In general, the use of Loperami de HCl is contraindicated in all cases in which an inhibition of peristalsis must be initiated due to the possible risk of significant consequences such as ileus, megacolon and toxic megacolon.
If constipation, abdominal distension or sub-ileus occurs, stop the treatment immediately.

DOSAGE:
>> Adults and children aged between 6 and 17 years.
Hard and 2 mg capsules: the starting dose is 2 capsules (4 mg) for adults and 1 capsule (2 mg) for children to be taken by mouth to be taken with a little liquid.
2 mg effervescent tablets: the initial dose is 2 effervescent tablets (4 mg) for adults and 1 effervescent tablet (2 mg) for children to be taken dissolved in a glass of water.
2 mg buccal tablets: the initial dose is 2 buccal tablets (4 mg) for adults and 1 buccal tablet (2 mg) for children to be left to dissolve for a few seconds on the tongue.
Soft capsules 2 mg: the starting dose is 2 soft capsules (4 mg) for adults and 1 soft capsule (2 mg) for children to be taken by mouth to be taken with a little liquid.
Thereafter 1 capsule or 1 effervescent tablet or 1 buccal tablet (2 mg) or a soft capsule (2 mg) after each subsequent evacuation of unformed (soft) stool.
For adults the maximum daily dose is 8 capsules or tablets per day (16 mg).
For children, the dose must be related to body weight (3 capsules or tablets / 20 kg) but must not exceed a maximum of 8 tablets per day.

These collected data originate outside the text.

PR #1374, opened 2022-10-18
[Discuss] Uniffi combined frontend

bendk:
This PR represents an alternative solution to the versioning problem discussed in #1353.

The problem in a nutshell is that any change to `uniffi-bindgen` is a breaking change.  This includes both impactful changes like the [callback errors change](https://github.com/mozilla/uniffi-rs/commit/f6787147dc4fac4adb25422eeaa1bc8bf22a30ae) that changes the FFI contract, as well as minor things like [renaming `uniffi-bindgen::interface` methods](https://github.com/mozilla/uniffi-rs/commit/0bf18394a49856ce0705a7eae3cb1c0127d6ffb9) which is breaking for external bindings generators but inconsequential for "normal" UniFFI consumers.

Breaking changes are quite annoying for desktop work, since it means we need to do a Glean release, an app-services release, and vendor both of those into moz-central in order to start using the new UniFFI code.

To avoid this issue, this PR moves around the code so that the old `uniffi` crate is now called `uniffi_core` and the new `uniffi` crate works like a frontend to all the other UniFFI crates.  Instead of depending on `uniffi`, `uniffi_build`, `uniffi_macros`, `uniffi_bindgen`, consumers only need to depend on `uniffi`.

The advantage of all of this is that `uniffi` can have different versions than the other crates.  It's version number represents the contract between UniFFI and a UniFFI-ed crate.  We basically only need to bump that version if we make a change that's actually breaking for projects like Glean or app-services (e.g. dropping a UDL feature, replacing UDL with proc-macros, changing how the generated code works, etc.).  Other changes will just need a minor or patch release, including changes that change the FFI contract since both the `uniffi` crate handles both bindings and scaffolding generation.

Related to that, I updated the docs to tell users to use the basic `embedded-uniffi-bindgen` that we're using in app-services.  Users should create their own binary that depends on `uniffi` and runs `uniffi-bindgen`.  This part is essential for making sure that `uniffi_core`, the `uniffi_bindgen` used for scaffolding, and the `uniffi_bindgen` used for bindings are all compatible.  This means that there's one more source of breaking changes:  [`uniffi-bindgen` CLI changes](https://github.com/mozilla/uniffi-rs/commit/1972e60324fbe4d8fbda7b121a311c839f03129c).

I picked `1.0.0` for the new `uniffi` version.  That's maybe promising too much, but I think that we might be at the point where we can start really slowing down the number of breaking changes, at least from the typical UniFFI user's POV.

Like I mentioned at the very start, this is something of an alternative to #1353 that only focuses on the versioning issue and requires a lot less work.  I think this PR solves all the main issues as well as #1353, am I missing something?


docs/manual/src/tutorial/foreign_language_bindings.md
```diff
@@ -2,22 +2,55 @@
...
 As stated in the [Overview](../Overview.md), this library and tutorial does not cover *how* to ship a Rust library on mobile, but how to generate bindings for it, so this section will only cover that.
 
-First, make sure you have installed all the [prerequisites](./Prerequisites.md) - particularly,
-installing `uniffi-bindgen` (or alternatively, understanding how to run it from the source tree)
+## Creating the bindgen binary
 
-## Kotlin
+First, make sure you have installed all the [prerequisites](./Prerequisites.md).
+
+Ideally you would then run the `uniffi-bindgen` binary from the `uniffi` carte to generate your bindings.  However, this
```
badboy, line 9:
```suggestion
Ideally you would then run the `uniffi-bindgen` binary from the `uniffi` crate to generate your bindings.  However, this
```

badboy: Honestly, this is docs. Let's just go with the stable way (and maybe only have a hint at the end "this might change once artifact dependencies are available on stable Rust" or similar)

badboy (approved):
> Breaking changes are quite annoying for desktop work, since it means we need to do a Glean release, an app-services release, and vendor both of those into moz-central in order to start using the new UniFFI code.

Having run into this problem now countless times I appreciate any effort to avoid it.
I was already thinking about it a bit, but more towards just taking out the version number out of the hash calculation completely. 
Your uniffi/uniffi_core split is the better way, as it allows us to still communicate changes.

> Other changes will just need a minor or patch release, including changes that change the FFI contract since both the `uniffi` crate handles both bindings and scaffolding generation.

Just to spell it out once again:
If all we change is internals and the generated API on both sides (foreign language and Rust) stays the same, we can freely update `uniffi_*` crates in m-c and it will just work.
Correct?

I think we should document a (non-exhaustive) list of things that **do** require a version bump of `uniffi`. 
I guess "breaking changes" in `uniffi_*` translate to a version bump in `uniffi` (but not minor/patch*)?
Essentially anything that changes `uniffi_bindgen/src/scaffolding/templates` needs careful evaluation.
The callback changes you mentioned are backwards-compatible, and so are ok.
The renaming changes you mentioned are also fine, because the generated code is the same.

(* leaving out that we are currently <v1 and so minor/patch is not saying much).

I'm in favor of this over #1353 because it allows us to do it now, rather than the need to iterate on the much more complex IR way of doing things. It also doesn't stop us from still eventually going the IR route internally if that ends up being a better way.

bendk:
> Just to spell it out once again: If all we change is internals and the generated API on both sides (foreign language and Rust) stays the same, we can freely update `uniffi_*` crates in m-c and it will just work. Correct?

I should have thought this through some more, but I think it would work something like this:
  - m-c, app-services, and Glean all depend on `uniffi` for generating the scaffolding/bindings.  Those dependencies are loosely specified (something like `>= 1.2.0, < 2.0.0`)
  - `uniffi` depends on specific versions of the `uniffi_*` crates.
  - m-c also hosts the JS bindings generator which depends on `uniffi_bindgen`.  We'd ensure that version matched the version that `uniffi` depended on.

So for something like the callback error change, we could:
  - Merge the change into the UniFFI repo
  - Make a UniFFI release.  This would be a breaking change for the `uniffi_*` crates, but a non-breaking change for `uniffi'. 
  - Vendor the new `uniffi` and `uniffi_bindgen` versions into m-c.  No need to update Glean or app-services, since they only depend on `uniffi`.
  - Start using that code in 
 
> I think we should document a (non-exhaustive) list of things that **do** require a version bump of `uniffi`.

Good point.  I can think of the following:
  - Change to the generated bindings API (for example, changing class names)
  - Removing or changing the existing UDL syntax.  Adding new things should be okay though.
  - Changing the `uniffi-bindgen` CLI args
  - Am I missing anything?

I think.  If we agree to this PR, then we're making an implicit commitment to not make those changes so often. 

> I'm in favor of this over #1353 because it allows us to do it now, rather than the need to iterate on the much more complex IR way of doing things. It also doesn't stop us from still eventually going the IR route internally if that ends up being a better way.

Agreed

jplatte:
Two minor comments:

- I think going to 1.0 now is a little bit too optimistic
- If there is a "core" crate, I would expect that to change *less frequently* than the "main" crate based on the name; maybe a different name makes sense

Also I would love to take a closer look but I'm not sure when I'll have time.

bendk:
> If there is a "core" crate, I would expect that to change _less frequently_ than the "main" crate based on the name; maybe a different name makes sense

Maybe it actually could change less frequently.  If we implemented this change, then maybe we don't need to keep all the crates on the same version anymore.  Consumers will only depend on `uniffi` and we'll make sure the transitive dependencies are compatible.  AFAICT, most of our recent releases have been driven by `uniffi_bindgen` changes, but the other crates haven't changed much.

I also think we could reorganize the code to lessen the need for changes to `uniffi_core`.  Moving the UI tests into `uniffi` helps.  Also, we could avoid changes like [this](https://github.com/mozilla/uniffi-rs/commit/5856921b96ee6a111f0c7934fba90ac1169f0436#diff-01094e148fabb76cca59a5117841e92d58eb67e8ccebda1c413dd0e5ca5ce2d8R61) if the `uniffi` crate handled the re-exporting rather than `uniffi_core`.

bendk:
> If there is a "core" crate, I would expect that to change _less frequently_ than the "main" crate based on the name; maybe a different name makes sense

Maybe it actually could change less frequently.  If we implemented this change, then maybe we don't need to keep all the crates on the same version anymore.  Consumers will only depend on `uniffi` and we'll make sure the transitive dependencies are compatible.  AFAICT, most of our recent releases have been driven by `uniffi_bindgen` changes, but the other crates haven't changed much.

I also think we could reorganize the code to lessen the need for changes to `uniffi_core`.  Moving the UI tests into `uniffi` helps.  Also, we could avoid changes like [this](https://github.com/mozilla/uniffi-rs/commit/5856921b96ee6a111f0c7934fba90ac1169f0436#diff-01094e148fabb76cca59a5117841e92d58eb67e8ccebda1c413dd0e5ca5ce2d8R61) if the `uniffi` crate handled the re-exporting rather than `uniffi_core`.

I just opened #1378 which we should merge before this one.  That updates the testing code so `uniffi` no depends on `uniffi_bindgen`, which would allow us to make a breaking change to `uniffi_bindgen` without needing to bump the `uniffi` version.

mhammond:
I'm inclined to agree with Jonas that we probably don't want to declare 1.0 here and that uniffi-core isn't a great name. uniffi-runtime almost, but not quite, works. I'm not that bothered about the name though.

But the discussion above about minor vs patch levels makes me wonder if this entire scheme depends on us moving to 1.0 here?

I'm also still trying to understand how this helps in practice (which isn't to say it doesn't, just that I don't quite get it). Part of our problem with m-c seems to be that glean ends up in m-c via crates.io, whereas app-services comes in via "vendoring" - and we want m-c to end up with exactly 1 version of uniffi. When glean wants to bump the uniffi version, it will be because it *needs* something in that new version - and ditto for app-services.

Is the idea that it's ok to end up with m-c depending on multiple uniffi_bindgen transitive dependencies, so long as the top-level uniffi dependency is semver compatible? If so, I guess this whole scheme does depend on that top-level crate being 1.0 - which, as above, seems wrong - the fact the sub-crates aren't at 1.0 isn't going to register with people - we'd effectively be moving all of uniffi to 1.0.

I wonder if we should experiment more in those other repos - see what the changes there actually look like, then look in detail at the recent uniffi changes that forced them to take new uniffi versions and make sure it will do what we think it will. I'd hate to land something like this just to discover it doesn't really help in practice.

Sorry I didn't get as much time to look at this as I would have liked and I'm now going away for a week. But if @bendk and @badboy are convinced it will work as expected I'm certainly not going to stand in its way.

mhammond:
Alternatively, could we do this in a different repo? something like a moz-uniffi repo, which takes uniffi as a dep, and glean and a-s move to the new repo? It being 1.0 seems far less problematic.

jplatte:
> Breaking changes are quite annoying for desktop work, since it means we need to do a Glean release, an app-services release, and vendor both of those into moz-central in order to start using the new UniFFI code.

Can you expand on this? If UniFFI a public dependency of some library, or why is a semver-compatible version upgrade an improvement over a semver-incompatible one where you don't have to do any changes other than to bump the version?

Re. v1.0, I can't find anything in the comments above on why it would be *necessary*.

bendk:
> Is the idea that it's ok to end up with m-c depending on multiple uniffi_bindgen transitive dependencies, so long as the top-level uniffi dependency is semver compatible?

The idea is to that m-c will only have 1 uniffi_bindgen transitive dependency.  Maybe we would have a situation like this:
  - app-services depends on `uniffi >= 1.1.0, < 2.0.0` which depends on `uniffi_bindgen:0.30`
  - Glean depends on `uniffi:>= 1.2.0, < 2.0.0`, which depends on `uniffi_bindgen:0.32`
  - moz-central uses `uniffi=1.2` and `uniffi_bindgen:0.32`, which satisfies all the constraints.
  - The same logic applies for other `uniffi_*` components`.

I *think* that's correct, but I'm not sure.

> If so, I guess this whole scheme does depend on that top-level crate being 1.0 - which, as above, seems wrong - the fact the sub-crates aren't at 1.0 isn't going to register with people - we'd effectively be moving all of uniffi to 1.0.

The [cargo book](https://doc.rust-lang.org/cargo/reference/resolver.html#semver-compatibility) says "Versions are considered compatible if their left-most non-zero major/minor/patch component is the same", so I think this would work without bumping the version to 1.0.  However, if there was a conflict here I would go with an incorrect version number if it eases the development workflow (and I generally agree that declaring UniFFI 1.0 is probably incorrect).

bendk:
> Can you expand on this? Is UniFFI a public dependency of some library, or why is a semver-compatible version upgrade an improvement over a semver-incompatible one where you don't have to do any changes other than to bump the version?

UniFFI is a dependency for several Mozilla libraries which are dependencies of Firefox.  So each time there's a UniFFI change that's semver-incompatible (based on Cargo's understanding of semver), there needs to release for each of those libraries, then a PR to update the libraries.  So it's just version bumping, but it's several of them and it requires cross-team collaboration.

bendk:
I'm hoping to revive this one and get it merged.  I just pushed a bunch of updates to this one to bring it up to date with the current main as well as update a few things:
  - Changed the version number from `1.0.0` to `0.22.0` since everyone agreed calling this `1.0` was too optimistic.
  - Moved the CLI code and optional clap dependency from `uniffi_bindgen` to `uniffi`.   Now consumers that want to generate bindings programmatically ([example](https://github.com/PyO3/maturin/blob/4bceaa57039e00f3063c918a578730dd09e4308e/src/module_writer.rs#L878)) can depend on `uniffi` without the `clap` dependency.
  - Integrated the testing changes, now `uniffi_core` doesn't depend on any other UniFFI crates.

To recap the new system:
  - For most consumers, the `uniffi` crate is the only crate that they will depend on.  It re-exports/re-packages the code from the other UniFFI crates to present consumer-friendly API.  `uniffi` will be on a different versioning scheme than the other components and we only need to make a breaking version bump if the contract to those consumers changes.  This would mean something like dropping support for a UDL item or changing the class names in the bindings code, but not changing the `uniffi_bindgen::interface` types.  Glean, app-services, etc. could specify their dependencies such that we don't need to update them for those types of changes ([details in this comment](https://github.com/mozilla/uniffi-rs/pull/1374#issuecomment-1295356079)).
 - The other `uniffi_*` crates don't need to keep their version numbers in sync anymore.  We could push a new `uniffi_bindgen` version without having to update `uniffi_core` and the rest.
 - External bindings would still depend on `uniffi_bindgen` so breaking changes to the `uniffi_bindgen::interface` types would be breaking changes for them.
  
I'm open to changing the names of the `uniffi` and `uniffi_core` crates to whatever people like best.  I just didn't know what to pick.

uniffi/src/cli.rs
```diff
@@ -0,0 +1,105 @@
+/* This Source Code Form is subject to the terms of the Mozilla Public
+ * License, v. 2.0. If a copy of the MPL was not distributed with this
+ * file, You can obtain one at http://mozilla.org/MPL/2.0/. */
+
+use camino::Utf8PathBuf;
+use clap::{Parser, Subcommand};
+// structs to help our cmdline parsing. Note that docstrings below form part
+
```
badboy, line 8:
```suggestion

// structs to help our cmdline parsing. Note that docstrings below form part
```

badboy: moving the empty newline above the comment instead of in the middle of it.

uniffi/Cargo.toml
```diff
@@ -11,23 +11,21 @@ edition = "2021"
...
-uniffi_bindgen = { path = "../uniffi_bindgen", default-features = false, optional = true, version = "=0.22.0" }
-uniffi_macros = { path = "../uniffi_macros", version = "=0.22.0" }
-static_assertions = "1.1.0"
-
-[features]
-default = []
-# Use the `uniffi_bindgen` from this workspace instead of the one installed on your system.
-# You probably only want to enable this feature if you're working on uniffi itself.
-builtin-bindgen = ["uniffi_bindgen"]
+clap = { version = "3.1", features = ["cargo", "std", "derive"], optional=true }
```
badboy, line 20:
```suggestion
clap = { version = "3.1", features = ["cargo", "std", "derive"], optional = true }
```

badboy:
> > Is the idea that it's ok to end up with m-c depending on multiple uniffi_bindgen transitive dependencies, so long as the top-level uniffi dependency is semver compatible?
> 
> The idea is to that m-c will only have 1 uniffi_bindgen transitive dependency. Maybe we would have a situation like this:
> 
>     * app-services depends on `uniffi >= 1.1.0, < 2.0.0` which depends on `uniffi_bindgen:0.30`
> 
>     * Glean depends on `uniffi:>= 1.2.0, < 2.0.0`, which depends on `uniffi_bindgen:0.32`
> 
>     * moz-central uses `uniffi=1.2` and `uniffi_bindgen:0.32`, which satisfies all the constraints.
> 
>     * The same logic applies for other `uniffi_*` components`.
> 
> 
> I _think_ that's correct, but I'm not sure.
> 
> > If so, I guess this whole scheme does depend on that top-level crate being 1.0 - which, as above, seems wrong - the fact the sub-crates aren't at 1.0 isn't going to register with people - we'd effectively be moving all of uniffi to 1.0.
> 
> The [cargo book](https://doc.rust-lang.org/cargo/reference/resolver.html#semver-compatibility) says "Versions are considered compatible if their left-most non-zero major/minor/patch component is the same", so I think this would work without bumping the version to 1.0. However, if there was a conflict here I would go with an incorrect version number if it eases the development workflow (and I generally agree that declaring UniFFI 1.0 is probably incorrect).

This won't actually work though.
When Glean is built with `uniffi_bindgen:0.32` then the latest release of the Glean Kotlin bindings have a checksum embedded in the Kotlin code that's based on that `0.32`.
Freely updating `uniffi_bindgen` to any newer version in m-c will now embed that newer version into the checksum of generate `extern "C"` scaffolding functions.
We would still need to update uniffi in Glean, followed by a release, before we update `uniffi_bindgen`  in m-c for it to not break when it gets to Fenix.
The only way to not have that is change which version number is input to the checksum ([current code](https://github.com/mozilla/uniffi-rs/blob/main/uniffi_bindgen/src/interface/mod.rs#L111-L113)).

bendk:
> This won't actually work though.
> When Glean is built with `uniffi_bindgen:0.32` then the latest release of the Glean Kotlin bindings have a checksum embedded in the Kotlin code that's based on that `0.32`.
> Freely updating `uniffi_bindgen` to any newer version in m-c will now embed that newer version into the checksum of generate `extern "C"` scaffolding functions.
> We would still need to update uniffi in Glean, followed by a release, before we update `uniffi_bindgen` in m-c for it to not break when it gets to Fenix.
> The only way to not have that is change which version number is input to the checksum ([current code](https://github.com/mozilla/uniffi-rs/blob/main/uniffi_bindgen/src/interface/mod.rs#L111-L113)).

I didn't think about bindings that are checked in, but of course that's going to be an issue.  Sadly, for checked in code, any change to the FFI contract is a breaking change, including the [callback interface changes](https://github.com/mozilla/uniffi-rs/pull/1344) and the recent [checksum change](https://github.com/mozilla/uniffi-rs/pull/1427).

I think this means that any change to the FFI contract should be a breaking change to `uniffi` and the version should be bumped in a breaking fashion.  We should take some time to consider the current FFI contract, consider if there are changes we want to make, and if so make them all at once.

I think there are some use cases where this doesn't need to be a breaking change but I can't come up with a compelling one.

bendk:
Pushed a change to address the checksum versioning issue and also `docs/uniffi-versioning.md` to describe how we should handle version bumps.

docs/uniffi-versioning.md
```diff
@@ -0,0 +1,40 @@
...
+To expand on the previous point, here are the scenarios where `uniffi` should get a breaking version bump:
+
+    * Backward incompatible changes to the UDL/proc-macro parsing:
+      * Removing a feature.
+      * Changing how existing UDL/proc-macro code is handled -- for example if we changed UniFFI functions to return a `Result<>` enum rather than throwing exceptions.
+      * Note: Adding new UDL or proc-macro features is not a breaking change.
+    * Backward incompatible changes to the FFI contract between the scaffolding and bindings code:
+       * Changing how FFI functions are named.
+       * Changing how FFI functions are called
+       * Changing how types are represented.
```
badboy, line 34: Formatting nit. Indenting it by 4 spaces turns this into a code block.
Not indenting means it's a proper list.

```suggestion
* Backward incompatible changes to the UDL/proc-macro parsing:
  * Removing a feature.
  * Changing how existing UDL/proc-macro code is handled -- for example if we changed UniFFI functions to return a `Result<>` enum rather than throwing exceptions.
  * Note: Adding new UDL or proc-macro features is not a breaking change.
* Backward incompatible changes to the FFI contract between the scaffolding and bindings code:
  * Changing how FFI functions are named.
  * Changing how FFI functions are called
  * Changing how types are represented.
```

docs/uniffi-versioning.md
```diff
@@ -0,0 +1,40 @@
...
+
+## How do we handle breaking changes
+
+  * Increment the minor version of `uniffi`
+    * Once we get to `1.0` then this will change to be a major version bump.
+  * Update the `uniffi_bindgen::UNIFFI_CONTRACT_VERSION` string
```
badboy, line 40: Formatting nit. This was indented by 2 spaces, which doesn't render as code at least, but is inconsistent with other formatting. 

```suggestion
* Increment the minor version of `uniffi`
  * Once we get to `1.0` then this will change to be a major version bump.
* Update the `uniffi_bindgen::UNIFFI_CONTRACT_VERSION` string
```

docs/uniffi-versioning.md
```diff
@@ -0,0 +1,40 @@
...
+    * Backward incompatible changes to the UDL/proc-macro parsing:
+      * Removing a feature.
+      * Changing how existing UDL/proc-macro code is handled -- for example if we changed UniFFI functions to return a `Result<>` enum rather than throwing exceptions.
+      * Note: Adding new UDL or proc-macro features is not a breaking change.
+    * Backward incompatible changes to the FFI contract between the scaffolding and bindings code:
+       * Changing how FFI functions are named.
+       * Changing how FFI functions are called
+       * Changing how types are represented.
+
+## How do we handle breaking changes
```
badboy, line 36: Instead of a question (and then it's missing the question mark) we should make this an action

```suggestion
## How to handle breaking changes
```

badboy (approved):

bendk:
I tested using this to build application-services and it mostly worked, with a couple hitches:
  - We were using the `builtin-bindgen` feature, which I removed.  I added back the feature for backwards compatibility, but now it doesn't do anything.
  - We were calling the `uniffi_bindgen::run_main` function, which is now moved to `uniffi`.  I didn't want to add back the `clap` dependency, so I left the backwards-incompatibility and added a CHANGELOG note for it.

Looks like there's no concerns about the code.  I'm going to merge it.

I think the last step is going to be to write a nice CHANGELOG entry and some more documentation.  I'll do that in a separate PR though, this one seems full to me.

Do not use for more than 2 days.
In fact, in episodes of acute diarrhea, loperamide HCl is generally able to stop the symptoms within 48 hours.
After this period without appreciable results, stop the treatment and consult your doctor.

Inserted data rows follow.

PR #1375, opened 2022-10-19
Use the log facade instead of directly error printing

badboy:
We can't control where `eprintln` goes (heck, I saw it fail and blow up things). We already have logging, so let's use that.


jhugman (approved):
This looks good to me!

bendk (approved):
Agreed, that's a better way to do it than my initial implementation.

PR #1479, opened 2023-02-28
Improve UniFFI tag handling in macros

jplatte:
About the first commit: I think down the line it makes sense to support `#[uniffi(tag = Tag)]` on fields to support pulling in an `FfiConverter` impl from another crate, but I don't think this is currently required anywhere, right?


bendk:
> About the first commit: I think down the line it makes sense to support `#[uniffi(tag = Tag)]` on fields to support pulling in an `FfiConverter` impl from another crate, but I don't think this is currently required anywhere, right?

It's not currently required.  Maybe we could support it down the line, I'm not sure.

bendk (approved):
The changes look good to me, let's merge.

PR #1481, opened 2023-03-04
Callback interface speedup

bendk:
This branch improves callback interface performance, which we realized could be an issue when using callbacks for logging.  The performance is okay for small numbers of calls, but it starts to matter once you start making 1000s of calls per second -- which we thought could maybe happen with logging.

This PR adds some very basic benchmarking that I used to test the performance improvements.  The benchmarks are quite noisy but any kind of numbers are nice when working on this.  I also started benchmarks for regular calls, but that's more of a proof-of-concept than anything, that code should definitely be double-checked before making code changes based on it.

The other thing I'm trying is to update the ABI, without creating a breaking change.  https://github.com/mozilla/uniffi-rs/commit/05115dfd7c6585c759471c30082836b94151785b describes how I think we can do that.  Please double check that my assumptions are correct here though.

### DIFF
--- a/uniffi_bindgen/src/bindings/mod.rs
+++ b/uniffi_bindgen/src/bindings/mod.rs
@@ -33,6 +33,13 @@ pub enum TargetLanguage {
     Ruby,
 }
 
+/// Mode for the `run_script` function defined for each language
+#[derive(Copy, Clone, Debug)]
+pub enum RunScriptMode {
+    Test,
+    PerformanceTest,
+}
+
 impl TryFrom<&str> for TargetLanguage {
     type Error = anyhow::Error;
     fn try_from(value: &str) -> Result<Self> {
--- a/uniffi_bindgen/src/bindings/mod.rs
+++ b/uniffi_bindgen/src/bindings/mod.rs
@@ -19,6 +19,13 @@ pub mod python;
 pub mod ruby;
 pub mod swift;
 
+// Express this feature as a static value so that we can use it in the template code
+#[cfg(feature = "new_callback_interface_abi")]
+static NEW_CALLBACK_INTERFACE_ABI: bool = true;
+
+#[cfg(not(feature = "new_callback_interface_abi"))]
+static NEW_CALLBACK_INTERFACE_ABI: bool = false;
+
 /// Enumeration of all foreign language targets currently supported by this crate.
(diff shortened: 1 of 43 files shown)


jhugman (approved):
I like this. I have looked at the Kotlin and Swift bindings, and it matching up with the Rust scaffolding.

I'll leave others to comment on the python and ruby implementations.

The ABI compat makes this a little confusing, but I see the necessity. ✅ from me.

uniffi_bindgen/src/bindings/mod.rs
```diff
@@ -19,6 +19,13 @@ pub mod python;
 pub mod ruby;
 pub mod swift;
 
+// Express this feature as a static value so that we can use it in the template code
+#[cfg(feature = "new_callback_interface_abi")]
```
mhammond, line 23: So yeah, this really is abusing features

mhammond (commented):
I'm really not sure how I feel about the feature abuse and it's not a tiny bit of code to wind back later. I think I'd be ok if it really did solve a pressing problem, but it also seems likely that @badboy will be "meh, updating uniffi in glean is nbd". It looks like he is back next week, so how about we wait for his opinion?

badboy:
> The other thing I'm trying is to update the ABI, without creating a breaking change. https://github.com/mozilla/uniffi-rs/commit/05115dfd7c6585c759471c30082836b94151785b describes how I think we can do that. Please double check that my assumptions are correct here though.

I haven't yet read the full change, but I agree with @mhammond here: the use of a cargo feature here is not optimal.
Major updates are a bit of hassle because of the required coordination, but it's doable. We need to coordinate one sometime soon anyway, why not on this change?

I will review the PR in full tomorrow.

bendk:
> I haven't yet read the full change, but I agree with @mhammond here: the use of a cargo feature here is not optimal.
> Major updates are a bit of hassle because of the required coordination, but it's doable. We need to coordinate one sometime soon anyway, why not on this change?

This makes sense to me.  I guess it was worth a try, but it doesn't seem like it's worth the extra work needed to avoid the breaking change.

And actually... don't review this one.  I've been thinking about this some more and I think we can actually get a much better performance improvement if we are willing to lean into a breaking ABI changes.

The treatment, in any case, must be interrupted when the stool is normalized, or if there have been no more bowel movements for 12 hours, or if constipation appears.
Elderly: No dose adjustment is necessary.
Renal dysfunction: no dose adjustment is necessary.
Hepatic dysfunction: Although data are not available in patients with hepatic dysfunction, loperamide HCl should and be used with caution in these patients due to reduced first pass metabolism.

STORAGE:
Store in the original package to protect the medicine from humidity.
Soft Capsules: Do not store above 25 degrees C.
Keep the blister in the original package to protect the medicine from light.

WARNINGS:
Treatment of diarrhea with Loperamide HCl is symptomatic only.
Therefore, where possible, it is also advisable to intervene on the causes of the disorder.
In patients with diarrhea, especially in children, fluid and electrolyte depletion may occur.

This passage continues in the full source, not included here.